前記試料は、前記タービン部品のうち、母材の表面からの深さが1.5mm以下の表面領域から採取された部分である。
前記硬さを計測するステップでは、前記タービン部品の母材の断面に打痕することにより前記硬さを計測する。
前記硬さを計測するステップでは、前記試料のビッカース硬さを計測する。
前記試料の組織観察を行うステップと、
前記推定するステップでの前記試料の前記引張強さの推定結果、及び、前記組織観察の結果に基づいて、前記タービン部品の劣化度を評価するステップと、をさらに備える。
前記タービン部品は、ガスタービンの動翼、静翼、分割環、又は燃焼器である。
上記(1)乃至(6)の何れか一項に記載の劣化評価方法と、
前記推定するステップにおいて推定された前記タービン部品の引張強さが閾値以上であるとき、前記タービン部品を補修するステップと、を備える。
前記補修するステップでは、前記試料の採取時に形成された前記タービン部品の凹部にろう材を充填する。
試料採取ステップS2では、例えば、切削工具等の切削手段によってタービン翼を切削することにより、組織観察ステップS3及び計測ステップS4で用いる試料をタービン翼から採取する。
母材2は、例えば、ニッケル基耐熱合金を材料として形成されていてもよい。遮熱コーティング4は、母材2を高温から保護するためのコーティング層である。特に図示しないが、遮熱コーティング4は、母材2との密着性及び耐酸化性を向上するために母材2側に設けられるボンドコート層と、遮熱のためにボンドコート層よりも外側に設けられるトップコート層と、を含んでいてもよい。ボンドコート層は、例えば金属材料から形成されていてもよい。トップコート層は、例えば、セラミックスから形成されていてもよい。
幾つかの実施形態では、タービン翼1の母材2の部分の劣化の評価を行うため、タービン翼1か採取される試料には母材2の部分が含まれるようにする。
まず、円筒状の刃を備えたカッタ(例えば超音波カッタ)を用いて、タービン翼1の表面(すなわち遮熱コーティング4の表面)から、母材2に向かって刃を侵入させ、遮熱コーティング4の厚さ分の距離だけ刃を送り、円筒状の切込み12a(図3参照)を入れる。
次に、円盤状の刃を有する回転カッタで、母材12の部分に円錐状の切込み12b(図3参照)を入れる。
このようにして、部分的に円筒形状及び円錐形状を有する試料10を、タービン翼1から採取することができる。
例えば、図4に示すように、母材2の円錐形状部分の頂点を通るように、試料10を深さ方向(即ち、タービン翼1の表面に直交する方向;以下、単に「深さ方向」ともいう。
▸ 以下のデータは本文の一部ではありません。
PR #1294, opened 2022-10-12
[NNCF] FP16 NNCF support mmsegmentation

daniil-lyakhov:
Purpose of this PR is to check NNCF is working in FP16 precision. This is basic POC which could possibly broke other scenarios.

FP16 NNCF configs for https://github.com/openvinotoolkit/mmsegmentation/pull/95


daniil-lyakhov:
Purpose of this PR is to check NNCF is working in FP16 precision. This is basic POC which could possibly broke other scenarios.

sovrasov:
Closed as outdated

PR #1298, opened 2022-10-18
[OTX] Upgrade openvino requirements & Add detection integration test codes

harimkang:
## Summary
Modify requirements/openvino.txt with upgrading openvino & nncf version for numpy version
Add detection training installation (requirements)
Add detection test codes (Integration)

### This PR includes :
- Check requirements/openvino.txt for upgrading openvino & nncf version
  - openvino & openvino-dev 2022.1.0 -> 2022.2.0
  - nncf 2.2.0 -> 2.3.0
- Fix wrong tests/ configration codes
- Fix init_venv for Detection training
- Detection Requirements & setup
- Add Detection test code (Integration) - CLI & API

### Test Codes
```
# Detection Sample Code
bash otx/algorithms/detection/init_venv.sh ./venv python3.8
source venv/bin/activate
python -m otx.algorithms.detection.tools.detection_sample otx/algorithms/detection/configs/detection/mobilenetv2_atss/template.yaml --export

# CLI Tests
pytest -s -v tests/integration/cli/detection/test_detection.py
# API Tests (E2E)
pytest -s -v tests/integration/api/detection/test_api_detection.py
```


requirements/openvino.txt
```diff
@@ -1,7 +1,7 @@
 # # # # # # # # # # # # # # # # # # # # # # # # # # # # # # # # # # # # # # # #
```
harimkang, line 1: Hi @ashwinvaidya17,
A numpy conflict is occurring in the existing requirements (numpy 1.19) for OTX detection training
So I want to upgrade the versions of openvino and nncf..
Could you please confirm that there are no other issues with this change on Anomaly?
(This PR is not ready for review, so there is no need for a separate review at the moment. I will make a request later.)

+ c.c @goodsong81

ashwinvaidya17: @harimkang Yeah it shouldn't be a problem. Please go ahead 👍

otx/api/usecases/exportable_code/demo/requirements.txt
```diff
@@ -1,3 +1,2 @@
-openvino==2022.1.0
```
harimkang, line 1: The otx demo currently uses that requirement. Since nncf, openvino, and otx are referencing out-of-date versions, problems may occur in the demo after the version update.

I've modified this to a working version, but it seems need code to automatically update it to always have the latest requirements.
(+ I have commented out the test command to check this requirement by creating an additional venv // in tests.py)

harimkang:
Hi all reviewers, currently, not all tests pass (I'm checking it out.), but I would appreciate it if you could review the contents so far while I am fixing test cases. So I updated it to 'Ready for review' status.

tests/integration/api/detection/test_detection.py
```diff
@@ -0,0 +1,296 @@
...
+
+
+class TestDetectionTaskAPI:
+    """
+    Collection of tests for OTE API and OTE Model Templates
+    """
+
+    @e2e_pytest_api
+    def test_reading_detection_cls_incr_model_template(self):
+        detection_template = ["mobilenetv2_atss_cls_incr"]
```
jaegukhyun: Is atss the only supported model?

harimkang: I'll edit that file and tell you again. Thanks for the comment.

setup.py
```diff
@@ -221,16 +231,19 @@ def get_requirements(requirement_files: Union[str, List[str]]) -> List[str]:
...
+                    requirement = Requirement.parse(package)
+                    if requirement.name in ("torch", "torchvision"):
+                        package = update_torch_requirement(requirement)
                     requirements.append(package)
 
     return requirements
 
 
-REQUIRED_PACKAGES = get_requirements(requirement_files=["base", "dev", "openvino"])
+REQUIRED_PACKAGES = get_requirements(requirement_files=["base", "dev", "openvino", "detection"])
```
harimkang: Unfortunately, mmdetection requires installation in an environment with torch installed. So, I want to guide users to install torch for each environment and install otx to make it work.
(torch install -> otx install,  it working now)

harimkang: It seems to work well locally, but it seems that the environment is not properly installed in the tox test that works in github action. 

@ashwinvaidya17 Could you give me some advice? I'm not familiar with the tox. It looks like mmcv is installed without being properly built.. 

test works fine with `otx/algorithms/detection/init_venv.sh` env

otx/cli/utils/tests.py
```diff
@@ -210,43 +211,49 @@ def otx_deploy_openvino_testing(template, root, otx_dir, args):
...
-                "install",
-                "-r",
-                os.path.join(deployment_dir, "python", "requirements.txt"),
-            ],
-            cwd=os.path.join(deployment_dir, "python"),
-        ).returncode
-        == 0
-    )
-
+    # TODO: Need to check Requirements.txt & new environment is working
```
harimkang, line 214: The commands below are currently messing up venv due to an invalid requirement file.
I want to comment this out first and work it out with the requirements in the demo later.

setup.py
ashwinvaidya17: I'll have a look

ashwinvaidya17: @harimkang is there a reason that torch version is limited 1.9.0 in mmdet https://github.com/openvinotoolkit/mmdetection/blob/ote/requirements/build.txt#L4? This ends up overwriting the torch version on ote and leads to mmcv-full installation removing the old torch version using which mmcv is build. It leads to `libtorch_cuda_cu.so: cannot open shared object file: No such file or directory`

harimkang: Thanks for the detailed analysis! 
Perhaps there is no other reason and the our mmdetection version is a bit lower than expected..  We plan to change it to public mmdet later and update the version, but not right now.  Tomorrow I will check if I can control the mmcv version and the torch version of mmdet.

However, if this is difficult, first leave only pre-commit, and in the github action, the detection test should be omitted and put again next time..

ashwinvaidya17: But I don't think this is the only issue here. I set the version to 1.9.0 in base.txt and I am still getting some errors. I am still investigating the issue.

tests/integration/api/detection/test_detection.py
harimkang: Fixed!

setup.py
harimkang: First of all, it has been modified so that the detection test is not run in tox. I'll add it later when the installation is properly organized..

sungmanc:
@harimkang , I got below error although I followed your instruction to install. Do you know about this issue?
image


CLI: python -m otx.algorithms.detection.tools.detection_sample otx/algorithms/detection/configs/detection/mobilenetv2_atss/template.yaml --export

harimkang:
> 
@sungmanc 
Yes, this is an issue that appears when running nncf, but it was not always an issue. Perhaps it will be resolved if additional work related to nncf is done on the mpa side.. So, for now, I think you can ignore it.

alexsu52:
> > 
> 
> @sungmanc Yes, this is an issue that appears when running nncf, but it was not always an issue. Perhaps it will be resolved if additional work related to nncf is done on the mpa side.. So, for now, I think you can ignore it.

@harimkang , @goodsong81  Do you a ticket on fixing it? As I remember, the detection sample worked in the legacy code.

harimkang:
> > > 
> > 
> > 
> > @sungmanc Yes, this is an issue that appears when running nncf, but it was not always an issue. Perhaps it will be resolved if additional work related to nncf is done on the mpa side.. So, for now, I think you can ignore it.
> 
> @harimkang , @goodsong81 Do you a ticket on fixing it? As I remember, the detection sample worked in the legacy code.

There are no tickets for this yet. This issue is also not reproduced in the develop or release branch. so we'll be looking into it a bit more next week.

harimkang:
@ashwinvaidya17 The detection test works!  Thanks for the help.  However, most of the results are failing due to OOM issues.

harimkang:
@ashwinvaidya17 I found that some tests were grabbing the resource and I dealt with it. It was confirmed that the CI test, including the detection CLI test, works well and passes.

goodsong81 (approved):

)に沿って切断して(即ち、半分に割って)得られた試料10’は、母材2の断面3が露出している。この試料10’を、後の組織観察ステップS3及び計測ステップS4で用いるようにしてもよい。
組織観察ステップS3では、試料採取ステップS2で得られた試料10(又は試料10’)の組織観察を行い、例えば、タービン翼1の使用前と比べた組織変化の有無や、γ’(ガンマプライム)相の析出状況のデータを取得する。
組織観察の結果は、例えば、計測ステップS4での試料10(又は試料10’)の硬さ測定位置を決定するために用いることができる。高温長時間使用された金属組織は、変質している場合があるため、計測ステップS4での打痕時には、そのような特異な箇所を避けて打痕する必要がある。また、タービン翼1の母材2の材料として用いられるニッケル基超合金のγ’相は硬いため、硬さ計測時にγ’相のところで打痕してしまうと、硬さが高く計測されてしまうため、計測ステップS4での打痕時にはγ’相も避けて打痕する必要がある。よって、組織観察の結果に基づいて、試料10(又は試料10’)の硬さ測定位置を適切に決定することができる。
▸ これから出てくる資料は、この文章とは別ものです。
PR #1304, opened 2022-10-19
Fix anomaly hpo save model bug

chuneuny-emily:
This PR solves bug that error raises when run HPO on anomaly tasks.


chuneuny-emily:
test PR

PR #1307, opened 2022-10-21
Minor changes to setup

ashwinvaidya17:


ashwinvaidya17:
@harimkang I tried these changes and they seem to work. Can you try running `tox -re detection` locally on this branch. If it works we can add it to your PR.

PR #1308, opened 2022-10-23
[NNCF] Update test nncf_graph 

AlexanderDokuchaev:
* Add feature to generate reference graph by set the global variable `NNCF_TEST_REGEN_DOT`
* Add reference graphs for anomaly models
* Task: 85980, 85990, 85991. 85992


AlexanderDokuchaev:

計測ステップS4では、試料採取ステップS2で得られた試料10(又は試料10’)の硬さを計測する。ここで、劣化評価の対象がタービン翼1の母材2である場合には、試料10(又は試料10’)の母材2部分の硬さを計測する。
幾つかの実施形態では、採取した試料10(又は試料10’)について、ビッカース硬さ試験によりビッカース硬さを計測するようにしてもよい。また、幾つかの実施形態では、ブリネル硬さ試験、ロックウェル硬さ試験、又はヌープ硬さ試験等の硬さ試験により、各硬さを計測するようにしてもよい。
推定ステップS6では、試料10(又は試料10’)を構成する材料(即ち、劣化評価対象である母材2を構成する材料)の硬さと引張強さとの相関関係に基づいて、計測ステップS4で得られた試料10(又は試料10’)の硬さの計測結果から、該試料10(又は試料10’)の引張強さを推定する。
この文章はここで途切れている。